The development of new research methods for drug analysis represents one of the most significant aspects of modern drug development. However, this complicated process still faces challenges including time consumption, low-throughput, poor reliability, and high costs.
Traditional 2D static cultures often fail to predict in vivo responses due to their intrinsic inability to properly mimic the tissue physiological architecture. This gap has driven the development of novel in vitro systems, including microphysiological systems (MPS) like MIVO®. The core concept is to provide a fluid-dynamic cell culture environment that better resembles the human body, enhancing drug discovery and disease understanding.
Microfluidic “lab-on-a-chip” platforms have gained popularity for high-throughput drug screening, but they come with important limitations for broader drug development studies. These tiny systems condense multiple laboratory functions onto a chip just a few centimeters across, with internal channels measuring only few micrometers. This extreme miniaturization drastically reduces sample requirements, allowing experiments at the single-cell level. However, this comes with a trade-off: the small scale can compromise the physiological relevance of the results.
The Critical Difference: Scale and Physiological Relevance
The key distinction between MIVO® and conventional microfluidic organ-on-chip systems lies in scale and physiological fidelity. Microfluidic chips typically accommodate only a few hundred cells, whereas MIVO® has been designed to host clinically relevant size 3D tissue models including patient-derived biopsies, bioprinted scaffolds, and commercialized reconstructed tissues.
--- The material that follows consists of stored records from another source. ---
Issue #676, opened 2016-03-22
Expand support for container id naming


mikebrow:
Currently we limit container ids through regex to \w ascii numbers and letters and a few additional selected chars.

The spec has no such limit.

Suggest changing the code in one of the following ways to add the ability to support unicode names:

1) do a touch cid to see if the OS supports it as a filename and report otherwise
2) figure out how to the fix the expression for the plethora of unicode chars that should also be valid 
3) hash the passed in cid, store the original in the container's state.. (slow)
4) @wrking suggestions: use percent-encoding or base64-encoding before using them as filenames 

https://tools.ietf.org/html/rfc3986#section-2.1
http://tools.ietf.org/html/rfc4648#section-54

Opening the issue for discussion... I offer to do a PR based on discussions.

mikebrow:
little interest shown

PR #675, opened 2016-03-22
Allow + in container ID

pankit:
Signed-off-by: pankit thapar <pankit@umich.edu>

PR #647, opened 2016-03-15
Fixing valid-id in regex

rajasec:
Fixes #635
Also removed _ ,as _ is part of \w
Signed-off-by: rajasec <rajasec79@gmail.com>

Issue #635, opened 2016-03-11
Valid IDs


ip1981:
Why are IDs restricted by this pattern?

```
idRegex = regexp.MustCompile(`^[\w_-]+$`)
```

https://github.com/opencontainers/runc/blob/master/libcontainer/factory_linux.go#L29

crosbymichael:
It is for valid filepath names because the container id needs to be written to disk in something like `/run` to store state.

ip1981:
File names can include a way more other characters. I fail to see reasons for existing restrictions. `foo.com` is a valid file name, but not a valid id. Why?

PR #3460, opened 2022-04-15
Do not use regexp

kolyshkin:
Don't get me wrong, I love regular expressions. But the regexp package is somewhat big and slow, and we can do just fine without.

Remove two last uses of regexp in runc code (modulo tests).

**This saves about 200K (2.3%) from the resulting binary, without losing any of the functionality.**

~~Currently a draft pending~~
 - [x] #3514 
 - [x] #3484 (which has https://github.com/urfave/cli/pull/1383)
 - [x] #3491 (which has https://github.com/cilium/ebpf/pull/642)
 - [x] #3543 (which has https://go-review.googlesource.com/c/protobuf/+/402774)
 - [x] #3585 (which has https://github.com/docker/go-units/pull/40)

### DIFF
--- a/libcontainer/cgroups/systemd/common.go
+++ b/libcontainer/cgroups/systemd/common.go
@@ -6,7 +6,6 @@ import (
 	"fmt"
 	"math"
 	"os"
-	"regexp"
 	"strconv"
 	"strings"
 	"sync"
@@ -231,18 +230,22 @@ func systemdVersion(cm *dbusConnManager) int {
 	return version
 }
 
-func systemdVersionAtoi(verStr string) (int, error) {
-	// verStr should be of the form:
-	// "v245.4-1.fc32", "245", "v245-1.fc32", "245-1.fc32" (without quotes).
-	// The result for all of the above should be 245.
-	// Thus, we unconditionally remove the "v" prefix
-	// and then match on the first integer we can grab.
-	re := regexp.MustCompile(`v?([0-9]+)`)
-	matches := re.FindStringSubmatch(verStr)
-	if len(matches) < 2 {
-		return 0, fmt.Errorf("can't parse version %s: incorrect number of matches %v", verStr, matches)
+// systemdVersionAtoi extracts a numeric systemd version from the argument.
+// The argument should be of the form: "v245.4-1.fc32", "245", "v245-1.fc32",
+// "245-1.fc32" (with or without quotes). The result for all of the above
+// should be 245.
+func systemdVersionAtoi(str string) (int, error) {
+	// Unconditionally remove the leading prefix ("v).
+	str = strings.TrimLeft(str, `"v`)
+	// Match on the first integer we can grab.
+	for i := 0; i < len(str); i++ {
+		if str[i] < '0' || str[i] > '9' {
+			// First non-digit: cut the tail.
+			str = str[:i]
+			break
+		}
 	}
-	ver, err := strconv.Atoi(matches[1])
+	ver, err := strconv.Atoi(str)
 	if err != nil {
 		return -1, fmt.Errorf("can't parse version: %w", err)
 	}
--- a/libcontainer/factory_linux.go
+++ b/libcontainer/factory_linux.go
@@ -5,7 +5,6 @@ import (
 	"errors"
 	"fmt"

MIVO® reproduces the mechanical shear stress typical of in vivo fluid dynamics, simulating the dynamic flow of blood capillaries that nourish tissues and transport nutrients and drugs. This is made possible by handling larger fluid volumes—up to several milliliters—at controlled flow rates, enabling the platform to support both small-scale tissue models and larger, clinically relevant constructs.
Why MIVO® Outperforms Microfluidic Organ-on-Chip Systems
• Physiological Scale: MIVO® is the only organ-on-chip technology that combines clinically relevant tissue size with independent millifluidic environments where fluid flow is fully controlled. This enables the study of tissue behavior under conditions that closely mirror human physiology.
• Enhanced Functional Assessment: Microfluidic organ-on-chip devices often fail to fully exhibit the authentic functionalities of organs due to their small size. MIVO® overcomes this limitation, allowing researchers to observe complex tissue behaviors that would be impossible in miniature systems.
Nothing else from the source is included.